### YOUR OBJECTIVE
Wherever "ItemEl" appears in a line of the listing, that line should be returned.

········

PR #2738, opened 2020-05-12
Restore previous ordering of roster-related stanzas

bartekgorny:
This PR introduces a new API function of ejabberd_c2s, called `send_to_local_user`. It is meant to be used by modules which want to send a stanza to the user of the current c2s process. Instead of using `ejabberd_router:route`, they can now send a stanza immediately, which helps ensure proper ordering of stanzas. 

Tests are reverted to what they were before mod_roster refactoring, and they are supposed to pass.

### DIFF
--- a/src/admin_extra/service_admin_extra_roster.erl
+++ b/src/admin_extra/service_admin_extra_roster.erl
@@ -54,6 +54,10 @@
                                    _Group}.
 -type subs() :: atom() | binary().
 
+-type push_action() :: remove
+                       | none
+                       | {add, Nick :: binary(), Subs :: subs(),
+   Group :: binary() | string()}.
 -type delete_action() :: {'delete', Subs :: [atom()], Asks :: [atom()],
                                     [jid:user()], Contacts :: [binary()]}.
 -type list_action() :: {'list', Subs :: [atom()], Asks :: [atom()],
@@ -175,7 +179,8 @@ add_rosteritem(LocalUser, LocalServer, User, Server, Nick, Group, Subs) ->
     end.
 
 %% @doc returns result of mnesia or rdbms transaction
--spec subscribe(LocalUser :: jid:user(),
+%% add to roster directly, without generating a roster push (in case we do bulk inserts)
+-spec subscribe_silent(LocalUser :: jid:user(),
                 LocalServer :: jid:server(),
                 User :: jid:user(),
                 Server :: jid:server(),
@@ -183,11 +188,25 @@ add_rosteritem(LocalUser, LocalServer, User, Server, Nick, Group, Subs) ->
                 Group :: binary() | string(),
                 Subs :: subs(),
                 _Xattrs :: [jlib:binary_pair()]) -> any().
+subscribe_silent(LU, LS, User, Server, Nick, Group, SubscriptionS, _Xattrs) ->
+    ItemEl = build_roster_item(User, Server, {add, Nick, SubscriptionS, Group}),
+    QueryEl = #xmlel{ name = <<"query">>,
+                      attrs = [{<<"xmlns">>, <<"jabber:iq:roster">>}],
+                      children = [ItemEl]},
+    mod_roster:set_items(LU, LS, QueryEl).
+
+-spec subscribe(LocalUser :: jid:user(),
+                LocalServer :: jid:server(),
+                User :: jid:user(),
+                Server :: jid:server(),
+                Nick :: binary(),
+                Group :: binary() | string(),
+                Subs :: subs(),
+                _Xattrs :: [jlib:binary_pair()]) -> ok | error.
 subscribe(LU, LS, User, Server, Nick, Group, SubscriptionS, _Xattrs) ->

········

### ANSWER SECTION
+    ItemEl = build_roster_item(User, Server, {add, Nick, SubscriptionS, Group}),
+                      children = [ItemEl]},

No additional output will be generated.